With his own VLSI software, "OKAD", written in 500 lines of Forth, of course.
"Very large-scale integration (VLSI) is the process of creating an integrated circuit (IC) by combining millions or billions of MOS transistors onto a single chip. VLSI began in the 1970s when MOS integrated circuit (Metal Oxide Semiconductor) chips were developed and then widely adopted, enabling complex semiconductor and telecommunication technologies. The microprocessor and memory chips are VLSI devices." https://en.wikipedia.org/wiki/Very_Large_Scale_Integration
In 500 lines of colorForth these tools provide everything required to design a chip. They are derived from an earlier version called OKAD that successfully generated many versions of Forth microprocessor chips. https://colorforth.github.io/vlsi.html
A whole book about the NC4000 chip: http://forth.org/OffeteStore/4001-footstepsFinal.pdf
List of chips (and links to more): http://forth.org/cores.html
This question and answer(s) are excellent for understanding what OKAD is: https://retrocomputing.stackexchange.com/questions/25506/did-forths-inventor-charles-moore-really-write-a-cad-program-in-only-5-lines-of
GreenArrays. "Programming a 144-computer chip to minimize power" (2013)
144 asynchronous computers on a chip. Idle cores use 100 nW. Active ones use 4 mW, run at 666 Mips, then return to idle. All computers running flat out: 550mW (half a Watt).
youtube.com: "Programming a 144-computer chip to minimize power" - Chuck Moore (2013)
https://www.greenarraychips.com/
"COMPLETE SYSTEMS: We refer to our chips as Multi-Computer Systems because they are, in fact, complete systems. Supply one of our chips with power and a reset signal, and it is up and running. All of our chips can load their software at high speed using a single wire that can be daisy chained for multiple chips; if desired, most can be bootstrapped by a simple SPI flash memory."
"Contrast this with a Multi-Core CPU, which is not a computing system until other devices such as crystals, memory controllers, memories, and bus controllers have been added. All of these things consume energy, occupy space, cost money, add complexity, and create bottlenecks."
"NO CLOCKS: Most computing devices have one or more clocks that synchronize all operations. When a conventional computer is powered up and waiting to respond quickly to stimuli, clock generation and distribution are consuming energy at a huge rate by our standards, yet accomplishing nothing." https://www.greenarraychips.com/home/documents/greg/PB002-100822-GA-Arch.pdf
"If you talk about molecular computers that are circulating in your bloodstream, they aren't going to have very much power and they aren't going to have very much memory and they aren't going to be able to use much energy.
-- Chuck Moore, Programming a 144-computer chip to minimize power, 2013
Totally, like, my opinion:
The complete domination of x86 PCs in practically all areas of computing until very recently is an accident of history. There is absolutely no reason to believe that this is how the majority of computing will continue to be done in the decades to come.
Even relatively low-energy devices like our smart phones require massive computing power to do most tasks, especially anything having to do with a web browser.
There are physical realities about how much computing power (and memory) you can have per unit of energy. There are plenty of applications where low energy computing is a hard requirement and I believe these applications will only increase.

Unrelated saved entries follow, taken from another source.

PR #807, opened 2022-01-08
Change function in SVT-AV1 0.9.0

Jamaika1:


src/codec_svt.c
```diff
@@ -73,7 +73,9 @@ static avifResult svtCodecEncodeImage(avifCodec * codec,
         }
         svt_config->encoder_color_format = color_format;
         svt_config->encoder_bit_depth = (uint8_t)image->depth;
+#if SVT_VERSION_PATCHLEVEL < 8
```
wantehchang, line 76: We also need to test SVT_VERSION_MAJOR and SVT_VERSION_MINOR. In pseudo code, the correct check is

`#if SVT_VERSION < 0.8.8`

I took a quick look. We should be able to use the SVT_CHECK_VERSION(major,minor,patch) macro. So I think this test should read:

`#if !SVT_CHECK_VERSION(0, 8, 8)`

src/codec_svt.c
```diff
@@ -85,8 +87,12 @@ static avifResult svtCodecEncodeImage(avifCodec * codec,
         svt_config->logical_processors = encoder->maxThreads;
         svt_config->enable_adaptive_quantization = AVIF_FALSE;
         // disable 2-pass
+#if SVT_VERSION_PATCHLEVEL >= 8
```
wantehchang, line 90: I think this test should read

`#if SVT_CHECK_VERSION(0, 8, 8)`

wantehchang (changes requested):
Thank you for the pull request. I suggest some changes.

src/codec_svt.c
wantehchang: I just realized that I found the SVT_CHECK_VERSION macro in SVT-VP9, not SVT-AV1:

https://github.com/OpenVisualCloud/SVT-VP9/blob/master/Source/API/EbApiVersion.h.in

SVT-AV1 does not seem to have an equivalent macro. So we will need to define a similar macro ourselves or use some other approach.

src/codec_svt.c
Jamaika1: No problem but in my opinion it isn't future-proof. It will work badly for 0.8.9.
This is just unapproved information. I also don't know if it makes sense to put `#if` since cmd version is defined.
I will add cmd changes after approving version 0.8.8.

src/codec_svt.c
```diff
@@ -73,7 +73,7 @@ static avifResult svtCodecEncodeImage(avifCodec * codec,
         }
         svt_config->encoder_color_format = color_format;
         svt_config->encoder_bit_depth = (uint8_t)image->depth;
-#if SVT_VERSION_PATCHLEVEL < 8
+#if SVT_VERSION < 0.8.8
```
wantehchang, line 76: I just wanted to clarify a point. In my previous comment, I wrote

> In pseudo code, the correct check is
> 
> `#if SVT_VERSION < 0.8.8`

Note that `#if SVT_VERSION < 0.8.8` is pseudo code. We cannot use `#if SVT_VERSION < 0.8.8` directly.

There are two common ways to do this check correctly. The first way is to write a complicated expression to check `SVT_VERSION_MAJOR`, `SVT_VERSION_MINOR,` and `SVT_VERSION_PATCHLEVEL`. For example

```
#if SVT_VERSION_MAJOR == 0 && \
  (SVT_VERSION_MINOR < 8 || \
   (SVT_VERSION_MINOR == 8 && \
    SVT_VERSION_PATCHLEVEL < 8))
```

The second way is to pack `SVT_VERSION_MAJOR`, `SVT_VERSION_MINOR`, and `SVT_VERSION_PATCHLEVEL` into a packed value, e.g.,

```
#define SVT_VERSION \
  (SVT_VERSION_MAJOR * 10000 + SVT_VERSION_MINOR * 100 + SVT_VERSION_PATCHLEVEL)
```

and then check the packed value, e.g.,

`#if SVT_VERSION < 808`

wantehchang (changes requested):

src/codec_svt.c
wantehchang: It would be best to add either the SVT_CHECK_VERSION macro (which is in [SVT-VP9](https://github.com/OpenVisualCloud/SVT-VP9/blob/master/Source/API/EbApiVersion.h.in)) or the packed-version SVT_VERSION macro to SVT-AV1 first, and then libavif can use the new macro in src/codec_svt.c, providing its own backup definition of the new macro for older versions of SVT-AV1.

src/codec_svt.c
1480c1: @wantehchang https://gitlab.com/AOMediaCodec/SVT-AV1/-/merge_requests/1783, I don't know if you have a gitlab account I can ping, so I will mention it here

wantehchang: @1480c1 Thanks a lot! I assume you prefer SVT_AV1_CHECK_VERSION over a packed-version SVT_AV1_VERSION macro.

src/codec_svt.c
```diff
@@ -73,7 +73,9 @@ static avifResult svtCodecEncodeImage(avifCodec * codec,
         }
         svt_config->encoder_color_format = color_format;
         svt_config->encoder_bit_depth = (uint8_t)image->depth;
+#if !SVT_CHECK_VERSION(0, 8, 8)
```
wantehchang, line 76: Given the new SVT_AV1_CHECK_VERSION macro that @1480c1 added, I suggest the following.

1. After line 14 in this file, add our backup definition of that macro:

```
#ifndef SVT_AV1_CHECK_VERSION
#define SVT_AV1_CHECK_VERSION(major, minor, patch)                            \
    (SVT_AV1_VERSION_MAJOR > (major) ||                                       \
     (SVT_AV1_VERSION_MAJOR == (major) && SVT_AV1_VERSION_MINOR > (minor)) || \
     (SVT_AV1_VERSION_MAJOR == (major) && SVT_AV1_VERSION_MINOR == (minor) && \
      SVT_AV1_VERSION_PATCHLEVEL >= (patch)))
#endif
```

2. Change this line to
```
#if !SVT_AV1_CHECK_VERSION(0, 8, 8)
```

src/codec_svt.c
```diff
@@ -85,8 +87,12 @@ static avifResult svtCodecEncodeImage(avifCodec * codec,
         svt_config->logical_processors = encoder->maxThreads;
         svt_config->enable_adaptive_quantization = AVIF_FALSE;
         // disable 2-pass
+#if SVT_CHECK_VERSION(0, 8, 8)
```
wantehchang, line 90: Change this line to
```
#if SVT_AV1_CHECK_VERSION(0, 8, 8)
```

Then run the clang-format command on this file:
```
clang-format -i --style=file src/codec_svt.c
```

wantehchang (changes requested):

src/codec_svt.c
1480c1: > @1480c1 Thanks a lot! I assume you prefer SVT_AV1_CHECK_VERSION over a packed-version SVT_AV1_VERSION macro.

Indifferent right now, since I'm not entirely sure on what the limits of the packed version check would be, but I assume if we manage to go to `0.9999999.1` in svt-av1, then it might break

src/codec_svt.c
wantehchang: Jamaika1: We need to add our backup definition of SVT_AV1_CHECK_VERSION as I suggested in my previous comment.

Please test this pull request with SVT-AV1 0.8.7.

src/codec_svt.c
```diff
@@ -73,7 +73,9 @@ static avifResult svtCodecEncodeImage(avifCodec * codec,
         }
         svt_config->encoder_color_format = color_format;
         svt_config->encoder_bit_depth = (uint8_t)image->depth;
+#if !SVT_AV1_CHECK_VERSION(0, 8, 8)
```
wantehchang, line 76: Note that I suggest two changes in this comment.

1. Apply the following patch to this file. We need to provide a backup definition of the `SVT_AV1_CHECK_VERSION` macro so that this file can be compiled against a version of SVT-AV1 older than v0.9.0:

```
diff --git a/src/codec_svt.c b/src/codec_svt.c
index d7a7e88..32853fd 100644
--- a/src/codec_svt.c
+++ b/src/codec_svt.c
@@ -9,6 +9,18 @@
 
 #include <string.h>
 
+// The SVT_AV1_CHECK_VERSION macro was added in SVT-AV1 v0.9.0. Define this macro for older versions
+// of SVT-AV1.
+#ifndef SVT_AV1_CHECK_VERSION
+// clang-format off
+#define SVT_AV1_CHECK_VERSION(major, minor, patch)                            \
+    (SVT_AV1_VERSION_MAJOR > (major) ||                                       \
+     (SVT_AV1_VERSION_MAJOR == (major) && SVT_AV1_VERSION_MINOR > (minor)) || \
+     (SVT_AV1_VERSION_MAJOR == (major) && SVT_AV1_VERSION_MINOR == (minor) && \
+      SVT_AV1_VERSION_PATCHLEVEL >= (patch)))
+// clang-format on
+#endif
+
 #define STR_HELPER(x) #x
 #define STR(x) STR_HELPER(x)
 #define SVT_FULL_VERSION STR(SVT_VERSION_MAJOR) "." STR(SVT_VERSION_MINOR) "." STR(SVT_VERSION_PATCHLEVEL)

```

2. Change this line to

`#if !SVT_AV1_CHECK_VERSION(0, 9, 0)`

src/codec_svt.c
```diff
@@ -85,8 +87,12 @@ static avifResult svtCodecEncodeImage(avifCodec * codec,
         svt_config->logical_processors = encoder->maxThreads;
         svt_config->enable_adaptive_quantization = AVIF_FALSE;
         // disable 2-pass
+#if SVT_AV1_CHECK_VERSION(0, 8, 8)
```
wantehchang, line 90: Change this line to

`#if SVT_AV1_CHECK_VERSION(0, 9, 0)`

CHANGELOG.md
```diff
@@ -26,6 +26,7 @@ and this project adheres to [Semantic Versioning](https://semver.org/spec/v2.0.0
 *   - speed 8-9: re-test and re-adjust speed according to your app needs
 * Update aom.cmd: v3.2.0
 * Update dav1d.cmd: 0.9.2
+* Update svt-av1.cmd: 0.9.0
```
wantehchang, line 29: Nit: 0.9.0 => v0.9.0

The tag is named "v0.9.0".

wantehchang (changes requested):

wantehchang:
@1480c1 Christopher: Should we add SVT-AV1 to tests/docker/build.sh?

1480c1:
> @1480c1 Christopher: Should we add SVT-AV1 to tests/docker/build.sh?

That would probably be good as I don't think we have any integration tests for using shared library on SVT-AV1's side, mostly static libraries.

src/codec_svt.c
wantehchang: Jamaika1 : You didn't add the code that defines the SVT_AV1_CHECK_VERSION macro for older versions of SVT-AV1. We need that code to compile against an installed SVT-AV1, which may be older than v0.9.0. I took care of that in https://github.com/AOMediaCodec/libavif/pull/823.

wantehchang:
@hassount @1480c1 Please review the changes to src/codec_svt.c in this PR. I think those changes are the result of the following item in the SVT-AV1 v0.9 release notes:

> - API configuration structure cleanup removing all invalid or out of date parameters

I added a backup definition of `SVT_AV1_CHECK_VERSION` in https://github.com/AOMediaCodec/libavif/pull/823, so we can use that macro safely.

Thank you!

hassount:
@wantehchang LGTM

wantehchang (approved):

Also, virtualization changes things, too. We went from single applications taking over the whole computer to running a bunch of things on the same computer, to virtualized computers or containers where we're back to applications thinking they're the only thing on the computer again. VMs tend to be constrained by both power and memory.
I think Forth-likes have a strong future as we look towards:
Now, behold a new definition of the integer 4:
: 4 12 ;
Which results in:
." The value of 4 is " 4 . CR The value of 4 is 12Tada!